Мы с AR пока тоже не экспериментируем, однако сейчас ищем идеи для нового проекта. Может быть, что-нибудь получится и с дополненной реальностью.
— Ты занимаешься только мобильными играми оттого, что не хочешь сбивать фокус, или оттого, что они объективно самые доходные?
— Больше из-за того, что в них накоплено очень много опыта. Так-то мы уже в 2017 году запустим нашу игру на консолях — на новом Xbox, на PlayStation.

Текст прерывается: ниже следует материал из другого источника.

PR #1812, opened 2026-09-01
Add value equality (IEquatable) to RTCIceCandidate for ~14x faster comparisons zero-allocation

paulomorgado:
# Add value equality (IEquatable) to RTCIceCandidate for ~14x faster comparisons zero-allocation

## What changed

Added full value equality support to `RTCIceCandidate`:

- `RTCIceCandidate` now implements `IEquatable<IRTCIceCandidate>` with property-by-property value comparison
- Replaced the default reference-equitable behavior (`Object.Equals`) in `RtpIceChannel` with the `==` operator for candidate matching
- Implemented `Equals`, `GetHashCode`, and overloaded `==` / `!=` operators on `RTCIceCandidate`
- Added a new `IceBenchmarks` project (BenchmarkDotNet) to measure equality performance across implementations
- Added 329 lines of unit tests (`RTCIceCandidateUnitTest.cs`) covering equality, operator overloads, and null handling

Files changed: 10 files, `IRTCIceCandidate.cs`, `RTCIceCandidate.cs`, `RtpIceChannel.cs`, plus benchmarks (6 files) and tests (1 file).

## Why equality matters

ICE negotiation involves frequent candidate comparisons during connectivity checks — comparing gathered candidates against remote candidates, determining if a pair is already being checked, etc. The default reference-equality on classes was wrong semantically (two distinct `RTCIceCandidate` instances with identical properties should be considered equal) and was significantly slower due to boxing and string allocations on every comparison.

## Benchmark results

Benchmarks run via `IceCandidateEqualityBenchmarks` (BenchmarkDotNet, .NET 10.0), comparing the old `ToString()`-based path (baseline `10.0.16`, which boxes objects for comparison) against the new `IEquatable<T>` implementation:

| Method | Baseline (`10.0.16`) | Current | Speedup | Allocated |
|---|---:|---:|---:|---:|
| Equals_ToString (baseline ref) | 77.234 ns | — | baseline | 464 B |
| Equals_ToString (current codepath) | 75.963 ns | — | ~same (no regression) | 464 B |
| **Equals_Equatable** | — | **5.473 ns** | **~14x faster** | **0 bytes** |

Key takeaways:
- **~14x faster** equality checks with the `IEquatable<T>` path
- **Zero allocation per comparison** — elimination of both GC pressure and Gen0 churn
- The unchanged `ToString()` baseline confirms no regression elsewhere

This matters at scale: during an ICE gathering session, the same candidate may be compared dozens of times across checklists and connectivity probes. Eliminating both CPU time and GC pressure per comparison compounds significantly with many concurrent WebRTC sessions.


sipsorcery:
The Microsoft guidance [recommends not overriding Equals](https://learn.microsoft.com/en-us/dotnet/api/system.object.equals?view=net-10.0#guidelines-for-reference-types) on a mutable reference type. 

The perfomance saving is absolutely tiny, even with dozens of calls the saving is likely to be less than 10ms and completely outweighed by the network transmission time between each ICE candidate check, so I don't see a good reason to add the extra code and go against the recommendation.

paulomorgado:
> The Microsoft guidance [recommends not overriding Equals](https://learn.microsoft.com/en-us/dotnet/api/system.object.equals?view=net-10.0#guidelines-for-reference-types) on a mutable reference type.

Fair enough.

> The perfomance saving is absolutely tiny, even with dozens of calls the saving is likely to be less than 10ms and completely outweighed by the network transmission time between each ICE candidate check, so I don't see a good reason to add the extra code and go against the recommendation.

The benchmark shows the worst case scenario which is when they both match.

Would you accept something like:

```csharp
/// <summary>
/// Determines whether the specified ICE candidate matches this instance.
/// </summary>
/// <param name="other">The ICE candidate to match against this instance.</param>
/// <returns><see langword="true"/> when the candidates match; otherwise, <see langword="false"/>.</returns>
public bool Matches(IRTCIceCandidate other)
{
    if (ReferenceEquals(this, other))
    {
        return true;
    }

    if (other is null)
    {
        return false;
    }

    bool usesTcpFormat = protocol == RTCIceProtocol.tcp;
    bool otherUsesTcpFormat = other.protocol == RTCIceProtocol.tcp;

    if (!StringFieldEquals(foundation, other.foundation) ||
        component != other.component ||
        usesTcpFormat != otherUsesTcpFormat ||
        priority != other.priority ||
        !StringFieldEquals(address, other.address) ||
        port != other.port ||
        type != other.type)
    {
        return false;
    }

    if (usesTcpFormat && tcpType != other.tcpType)
    {
        return false;
    }

    if (type is RTCIceCandidateType.host or RTCIceCandidateType.prflx)
    {
        return true;
    }

    return relatedPort == other.relatedPort &&
        AddressEquals(relatedAddress, other.relatedAddress);

    static bool StringFieldEquals(string left, string right)
    {
        if (left is null)
        {
            return string.IsNullOrEmpty(right);
        }

        if (right is null)
        {
            return left.Length == 0;
        }

        return string.Equals(left, right, StringComparison.Ordinal);
    }

    static bool AddressEquals(string left, string right)
    {
        const string anyAddress = "0.0.0.0";

        if (string.IsNullOrWhiteSpace(left))
        {
            return string.IsNullOrWhiteSpace(right) ||
                string.Equals(right, anyAddress, StringComparison.Ordinal);
        }

        if (string.IsNullOrWhiteSpace(right))
        {
            return string.Equals(left, anyAddress, StringComparison.Ordinal);
        }

        return string.Equals(left, right, StringComparison.Ordinal);
    }
}
```

sipsorcery:
Yes, I think something along those lines would be a worthwhile improvement.

Maybe rather than `Matches` the method could be `IsEquivalent` to go with the existing `RTCIceCandidate.sEquivalentEndPoint`.

paulomorgado:
> Yes, I think something along those lines would be a worthwhile improvement.
> 
> Maybe rather than `Matches` the method could be `IsEquivalent` to go with the existing `RTCIceCandidate.sEquivalentEndPoint`.

Sure! I'll update the PR.

paulomorgado:
@sipsorcery, I've replaced equality with `IsEquivalent` and changed the tests and benchmark code accordingly.

sipsorcery (approved):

— Поговаривают о том, что новое дыхание могут обрести игры в соцсетях.
— О новом дыхании речи нет. До какого-то уровня они просели и на нём держатся. Кто-то из той ниши ушёл. Те, кто остался и уцелел, вроде бы неплохо себя чувствуют. Тем не менее ничего нового, мне кажется, там не происходит.
— Что будет формировать будущее игр, кроме VR и AR?
— Сейчас мы видим лёгкий застой: одно и то же копируется по нескольку раз, улучшается. Кто-то должен придумать «новый тетрис» — и все начнут его приспосабливать под себя. Давно не было чего-то новенького. Разве что Pok?mon Go в прошлом году, которая серьёзно изменила принцип взаимодействия с игрой и привлекла многих, кто раньше не играл ни во что.
— Почему, с твоей точки зрения, хайп вокруг Pok?mon Go угас и ждать ли от игры чего-то в дальнейшем?
— Хайп, конечно, угас, однако, насколько знаю, у Niantic с ней до сих пор всё хорошо. Недавно вышло очень крупное обновление. Думаю, они продолжат поддерживать игру.
— Почему не было ярких попыток скопировать или переосмыслить концепцию Pok?mon Go? Казалось бы, благодатная почва для того, чтобы придумать что-то новое на стыке дополненной реальности, геолокации и других модных вещей.
— Клонов было полно. Не преуспел ни один. Там были не покемоны, а какие-то гоблины, феи. Во многом поэтому и не взлетали. Вероятно, [подобные игры] ещё выйдут: в конце концов, делать игру — затея долгая, и к концу года закончат разработку те, кто начал свои проекты в 2016-м на волне популярности Pok?mon Go.